Ecosystems Emergent Reader Activity


Have students preview Ecosystems by reading the chapter titles, studying the maps, and examining several photos and diagrams. Ask them to identify and share facts they learn about each ecosystem. Record the information on the board.


To set a purpose for reading, ask students to read to learn about the plants and animals in each ecosystem. Use questions such as the following to guide the reading:
• What are the roles of producers, consumers, and decomposers? (Ch. 1)
• What is the difference between a deciduous forest and a coniferous forest? (Ch. 2)
• What are some of the ways desert plants get water? (Ch. 4)
• How does the weather change from summer to winter in a tundra ecosystem? (Ch. 6)

WORKSHEET & Sample PDF Activity

Sample PDF Activity


Return to the information from the Before Reading activity. Have students add additional facts for each ecosystem. You may wish to distribute copies of the Comprehension Master on p. 106.

Vocabulary Activity: Group Story
Materials: glossary words
Have students use glossary words to create an oral story. One student begins by using a glossary word in a story-starting sentence. The next student adds another sentence containing a different glossary word. The group continues to add sentences using as many glossary words as possible. Encourage students to refer to the book for help with definitions.

Writing Activity: Dear Friend
Materials: none
Have pairs of students pretend they live in different ecosystems. Tell them to write letters to each other describing their ecosystem. Students should include things they like as well as things they dislike.

ESL Activity: Using Photos and Diagrams
Materials: Ecosystems
Have students look at the photos on p. 5 and point out the labels. Discuss how the photos and labels can help readers understand the text. Ask them to look in their books to find other photos with labels. Then have students look at the diagram on p. 20 and follow the same procedure.


Identifying Sounds of ow
Review the sounds of ow with students. Have them suggest words that contain each sound, such as cow and crow. Write the words on the board as column headings. Have students look in their books to find additional ow words and write them in the appropriate column on the board.

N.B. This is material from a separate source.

Issue #312, opened 2025-05-01
AddRandomItems


ptwales:
### Description

`ncmpcpp` has a feature called `AddRandomItems` by default bound to `` ` ``.  It prompts for songs, artists, albumArtists, or albums, then a number, and then adds a random number of those to the playlist from the entire library.  `rmpc` doesn't have anything like this.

Comprehension: Understanding Text Organization
Ask students to review Ch. 2–6 to determine how the author organized the information. Guide them to identify the map and narrative vignette chapter openers, the text portions with photos and diagrams, and the special features. Ask them why they think the author organized the information this way. Discuss how this organization aids the reader.

Understanding Compound Sentences
Write the following sentence on the board: The air in the understory is damp, and the light is poor. Lead students to discover that a compound sentence consists of two simple sentences joined by a comma and a conjunction. Select a volunteer to underline each simple sentence. Have students look in their books to find two more compound sentences. For additional challenge, ask students to combine two simple sentences in the book into a compound sentence.